The answer must be every line below that contains the string "issues".

[Saved entries]
□ □ □
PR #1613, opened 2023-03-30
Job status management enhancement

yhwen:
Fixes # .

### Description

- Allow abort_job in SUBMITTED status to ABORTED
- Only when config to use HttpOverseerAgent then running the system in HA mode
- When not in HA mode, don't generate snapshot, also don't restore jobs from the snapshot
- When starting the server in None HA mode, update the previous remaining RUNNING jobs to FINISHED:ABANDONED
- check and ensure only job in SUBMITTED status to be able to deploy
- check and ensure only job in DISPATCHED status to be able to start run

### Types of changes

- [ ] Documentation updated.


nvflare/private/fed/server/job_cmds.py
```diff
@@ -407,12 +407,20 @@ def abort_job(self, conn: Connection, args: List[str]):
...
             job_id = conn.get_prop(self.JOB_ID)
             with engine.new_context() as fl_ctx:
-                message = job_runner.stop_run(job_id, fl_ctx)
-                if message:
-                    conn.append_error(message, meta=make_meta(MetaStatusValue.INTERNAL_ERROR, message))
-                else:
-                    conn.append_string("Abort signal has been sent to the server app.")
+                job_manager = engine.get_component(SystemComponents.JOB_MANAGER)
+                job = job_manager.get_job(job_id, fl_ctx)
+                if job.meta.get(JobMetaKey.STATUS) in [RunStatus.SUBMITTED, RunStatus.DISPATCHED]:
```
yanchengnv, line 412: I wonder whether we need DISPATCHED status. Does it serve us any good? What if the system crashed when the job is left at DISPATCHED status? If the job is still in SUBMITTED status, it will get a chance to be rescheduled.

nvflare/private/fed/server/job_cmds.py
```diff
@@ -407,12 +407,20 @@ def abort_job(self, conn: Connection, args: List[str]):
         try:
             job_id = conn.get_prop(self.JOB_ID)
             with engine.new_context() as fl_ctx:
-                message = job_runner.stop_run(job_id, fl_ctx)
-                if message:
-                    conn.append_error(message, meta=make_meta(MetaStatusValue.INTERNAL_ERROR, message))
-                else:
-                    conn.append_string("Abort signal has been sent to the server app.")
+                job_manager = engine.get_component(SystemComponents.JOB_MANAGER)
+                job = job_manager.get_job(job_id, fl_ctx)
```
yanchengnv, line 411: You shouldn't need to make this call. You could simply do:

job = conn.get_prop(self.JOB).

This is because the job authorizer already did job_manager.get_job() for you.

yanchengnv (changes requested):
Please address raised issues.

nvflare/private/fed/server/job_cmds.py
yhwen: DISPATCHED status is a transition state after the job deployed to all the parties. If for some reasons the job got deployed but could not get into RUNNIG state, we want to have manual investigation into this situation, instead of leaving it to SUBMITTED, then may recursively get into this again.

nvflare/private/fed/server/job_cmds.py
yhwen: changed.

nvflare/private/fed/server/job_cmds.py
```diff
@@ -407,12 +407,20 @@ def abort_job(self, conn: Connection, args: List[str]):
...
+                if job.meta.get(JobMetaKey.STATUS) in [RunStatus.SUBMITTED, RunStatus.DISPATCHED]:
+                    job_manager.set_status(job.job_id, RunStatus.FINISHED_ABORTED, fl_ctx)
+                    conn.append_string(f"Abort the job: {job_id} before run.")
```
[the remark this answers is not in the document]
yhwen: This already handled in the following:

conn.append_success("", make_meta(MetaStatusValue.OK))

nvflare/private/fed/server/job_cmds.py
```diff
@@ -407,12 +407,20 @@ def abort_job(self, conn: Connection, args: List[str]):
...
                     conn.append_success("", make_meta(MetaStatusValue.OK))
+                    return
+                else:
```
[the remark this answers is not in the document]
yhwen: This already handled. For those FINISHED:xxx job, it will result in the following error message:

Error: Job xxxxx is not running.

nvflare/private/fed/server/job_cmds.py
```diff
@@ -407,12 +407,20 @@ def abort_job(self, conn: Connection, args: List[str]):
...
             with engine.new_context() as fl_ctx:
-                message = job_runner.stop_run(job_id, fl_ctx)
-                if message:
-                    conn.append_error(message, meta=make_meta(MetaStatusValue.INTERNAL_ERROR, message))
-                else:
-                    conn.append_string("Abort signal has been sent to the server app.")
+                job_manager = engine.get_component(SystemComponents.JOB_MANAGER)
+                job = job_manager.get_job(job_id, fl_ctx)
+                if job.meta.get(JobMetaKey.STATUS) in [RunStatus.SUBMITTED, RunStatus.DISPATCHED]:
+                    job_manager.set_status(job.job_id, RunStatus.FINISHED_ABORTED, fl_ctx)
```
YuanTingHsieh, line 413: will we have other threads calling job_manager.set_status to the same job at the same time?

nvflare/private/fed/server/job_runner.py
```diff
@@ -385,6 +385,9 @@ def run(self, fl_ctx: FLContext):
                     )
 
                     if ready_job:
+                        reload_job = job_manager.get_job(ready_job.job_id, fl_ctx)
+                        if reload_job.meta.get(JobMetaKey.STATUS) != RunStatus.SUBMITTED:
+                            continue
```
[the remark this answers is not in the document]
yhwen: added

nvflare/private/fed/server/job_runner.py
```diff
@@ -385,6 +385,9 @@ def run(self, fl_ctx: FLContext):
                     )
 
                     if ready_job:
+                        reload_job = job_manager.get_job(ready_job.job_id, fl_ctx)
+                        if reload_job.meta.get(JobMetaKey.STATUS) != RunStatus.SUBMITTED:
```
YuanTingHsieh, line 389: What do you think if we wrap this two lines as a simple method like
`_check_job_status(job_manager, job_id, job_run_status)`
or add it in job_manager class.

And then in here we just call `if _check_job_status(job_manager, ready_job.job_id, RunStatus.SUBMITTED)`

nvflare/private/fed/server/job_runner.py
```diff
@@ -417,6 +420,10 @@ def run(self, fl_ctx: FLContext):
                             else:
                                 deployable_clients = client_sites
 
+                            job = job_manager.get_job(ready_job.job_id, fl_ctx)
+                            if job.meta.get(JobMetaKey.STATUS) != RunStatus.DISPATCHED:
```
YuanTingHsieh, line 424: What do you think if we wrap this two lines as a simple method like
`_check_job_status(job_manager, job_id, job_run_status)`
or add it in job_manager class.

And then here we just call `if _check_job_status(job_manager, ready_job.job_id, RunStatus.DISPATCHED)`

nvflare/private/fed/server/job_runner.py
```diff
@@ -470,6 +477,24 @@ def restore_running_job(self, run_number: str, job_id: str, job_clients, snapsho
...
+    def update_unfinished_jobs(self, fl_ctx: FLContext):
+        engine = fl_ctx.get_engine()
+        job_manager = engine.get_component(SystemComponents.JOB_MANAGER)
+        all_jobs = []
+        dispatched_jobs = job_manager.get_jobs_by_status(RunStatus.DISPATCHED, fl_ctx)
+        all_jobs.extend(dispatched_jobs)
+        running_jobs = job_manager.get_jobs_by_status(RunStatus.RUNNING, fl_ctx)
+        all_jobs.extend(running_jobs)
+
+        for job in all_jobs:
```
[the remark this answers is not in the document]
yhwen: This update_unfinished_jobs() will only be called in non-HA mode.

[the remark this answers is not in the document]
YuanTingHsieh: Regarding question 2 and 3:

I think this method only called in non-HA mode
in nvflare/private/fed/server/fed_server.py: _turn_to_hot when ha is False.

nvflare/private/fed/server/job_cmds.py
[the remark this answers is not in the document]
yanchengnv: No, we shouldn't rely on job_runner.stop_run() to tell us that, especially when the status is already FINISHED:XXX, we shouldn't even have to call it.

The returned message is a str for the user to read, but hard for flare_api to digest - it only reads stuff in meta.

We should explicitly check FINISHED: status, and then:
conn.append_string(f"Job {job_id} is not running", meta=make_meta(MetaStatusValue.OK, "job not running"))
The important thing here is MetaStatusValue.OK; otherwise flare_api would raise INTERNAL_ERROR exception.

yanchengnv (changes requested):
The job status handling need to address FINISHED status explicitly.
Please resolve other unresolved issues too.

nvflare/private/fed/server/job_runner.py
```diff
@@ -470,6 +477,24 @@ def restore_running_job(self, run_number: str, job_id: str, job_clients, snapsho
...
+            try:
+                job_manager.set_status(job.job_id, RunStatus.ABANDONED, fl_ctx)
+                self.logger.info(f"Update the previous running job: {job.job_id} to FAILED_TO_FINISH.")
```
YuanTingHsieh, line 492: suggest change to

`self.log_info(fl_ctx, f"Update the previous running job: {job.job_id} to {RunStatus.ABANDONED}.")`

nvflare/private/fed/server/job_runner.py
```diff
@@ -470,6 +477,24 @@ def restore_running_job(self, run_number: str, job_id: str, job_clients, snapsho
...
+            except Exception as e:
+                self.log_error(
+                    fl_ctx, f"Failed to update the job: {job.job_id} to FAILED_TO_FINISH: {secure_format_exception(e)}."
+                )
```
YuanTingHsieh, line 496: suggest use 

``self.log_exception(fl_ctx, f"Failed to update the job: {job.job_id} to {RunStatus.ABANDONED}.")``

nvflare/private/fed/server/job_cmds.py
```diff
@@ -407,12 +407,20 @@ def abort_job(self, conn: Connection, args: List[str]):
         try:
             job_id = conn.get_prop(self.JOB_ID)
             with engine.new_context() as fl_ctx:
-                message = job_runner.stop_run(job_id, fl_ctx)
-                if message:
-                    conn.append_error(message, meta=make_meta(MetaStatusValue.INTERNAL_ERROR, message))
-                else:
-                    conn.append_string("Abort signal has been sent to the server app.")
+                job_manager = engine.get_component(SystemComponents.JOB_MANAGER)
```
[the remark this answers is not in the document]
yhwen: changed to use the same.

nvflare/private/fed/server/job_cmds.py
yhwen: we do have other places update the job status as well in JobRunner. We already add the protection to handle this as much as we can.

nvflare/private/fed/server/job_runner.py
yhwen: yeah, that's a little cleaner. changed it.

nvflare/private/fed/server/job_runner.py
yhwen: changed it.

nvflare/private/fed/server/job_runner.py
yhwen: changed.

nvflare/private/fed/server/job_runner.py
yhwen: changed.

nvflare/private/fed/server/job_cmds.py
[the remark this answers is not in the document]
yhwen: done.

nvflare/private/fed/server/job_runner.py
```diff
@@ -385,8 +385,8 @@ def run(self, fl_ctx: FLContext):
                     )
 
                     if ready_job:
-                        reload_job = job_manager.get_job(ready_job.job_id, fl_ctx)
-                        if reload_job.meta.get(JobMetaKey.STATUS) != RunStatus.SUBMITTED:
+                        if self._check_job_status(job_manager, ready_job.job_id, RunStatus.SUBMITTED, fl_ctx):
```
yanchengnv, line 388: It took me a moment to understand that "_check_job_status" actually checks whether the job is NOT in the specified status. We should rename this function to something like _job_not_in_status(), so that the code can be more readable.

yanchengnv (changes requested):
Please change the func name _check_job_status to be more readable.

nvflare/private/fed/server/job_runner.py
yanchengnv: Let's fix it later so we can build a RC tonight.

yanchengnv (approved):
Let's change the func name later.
□ □ □
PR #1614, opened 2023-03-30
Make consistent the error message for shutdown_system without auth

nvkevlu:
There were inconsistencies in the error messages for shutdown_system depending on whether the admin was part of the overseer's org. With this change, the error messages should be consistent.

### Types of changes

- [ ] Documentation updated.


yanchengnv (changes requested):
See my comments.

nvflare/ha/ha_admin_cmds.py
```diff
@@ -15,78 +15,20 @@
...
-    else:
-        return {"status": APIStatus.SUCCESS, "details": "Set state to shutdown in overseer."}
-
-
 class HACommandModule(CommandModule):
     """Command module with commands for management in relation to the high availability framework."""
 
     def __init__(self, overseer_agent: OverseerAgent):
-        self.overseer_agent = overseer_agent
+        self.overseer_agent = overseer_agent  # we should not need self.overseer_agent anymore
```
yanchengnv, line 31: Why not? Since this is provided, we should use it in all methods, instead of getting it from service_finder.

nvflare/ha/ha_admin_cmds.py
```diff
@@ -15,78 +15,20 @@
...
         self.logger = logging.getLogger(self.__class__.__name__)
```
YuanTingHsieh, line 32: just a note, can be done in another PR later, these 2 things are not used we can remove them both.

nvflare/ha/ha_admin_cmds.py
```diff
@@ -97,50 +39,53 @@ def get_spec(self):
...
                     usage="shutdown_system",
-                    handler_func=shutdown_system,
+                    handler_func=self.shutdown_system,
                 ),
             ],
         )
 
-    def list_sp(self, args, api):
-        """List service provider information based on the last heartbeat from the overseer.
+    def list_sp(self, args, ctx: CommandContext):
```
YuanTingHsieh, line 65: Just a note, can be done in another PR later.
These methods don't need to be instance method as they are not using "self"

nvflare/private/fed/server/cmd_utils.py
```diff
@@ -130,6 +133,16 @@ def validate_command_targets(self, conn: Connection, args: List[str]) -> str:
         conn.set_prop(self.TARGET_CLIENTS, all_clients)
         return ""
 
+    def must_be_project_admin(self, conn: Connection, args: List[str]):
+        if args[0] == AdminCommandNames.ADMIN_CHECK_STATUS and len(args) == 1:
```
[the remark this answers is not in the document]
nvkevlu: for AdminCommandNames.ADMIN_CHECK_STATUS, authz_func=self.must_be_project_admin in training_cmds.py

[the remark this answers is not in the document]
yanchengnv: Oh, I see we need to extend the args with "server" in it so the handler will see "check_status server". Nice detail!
□ □ □
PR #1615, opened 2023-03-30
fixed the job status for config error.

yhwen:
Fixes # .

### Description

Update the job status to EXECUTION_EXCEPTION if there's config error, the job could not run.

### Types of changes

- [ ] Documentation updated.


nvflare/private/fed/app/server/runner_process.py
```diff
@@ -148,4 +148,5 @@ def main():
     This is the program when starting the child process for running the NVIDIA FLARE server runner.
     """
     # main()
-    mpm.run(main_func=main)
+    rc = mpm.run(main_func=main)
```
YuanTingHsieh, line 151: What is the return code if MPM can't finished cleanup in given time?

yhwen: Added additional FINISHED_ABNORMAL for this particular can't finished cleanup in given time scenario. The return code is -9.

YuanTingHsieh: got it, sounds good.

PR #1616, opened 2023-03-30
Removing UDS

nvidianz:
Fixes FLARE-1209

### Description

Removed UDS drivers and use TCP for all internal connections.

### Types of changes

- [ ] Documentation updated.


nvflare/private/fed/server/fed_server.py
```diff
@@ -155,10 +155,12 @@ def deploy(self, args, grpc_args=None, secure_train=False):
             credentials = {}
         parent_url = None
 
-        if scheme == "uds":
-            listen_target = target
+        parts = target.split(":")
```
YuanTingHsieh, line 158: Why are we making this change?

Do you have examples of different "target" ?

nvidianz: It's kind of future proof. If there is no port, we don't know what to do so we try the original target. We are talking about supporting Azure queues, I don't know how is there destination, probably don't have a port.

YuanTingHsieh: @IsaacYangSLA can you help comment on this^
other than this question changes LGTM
□ □ □
* _Exercise solution_
Please address raised issues.
Please resolve other unresolved issues too.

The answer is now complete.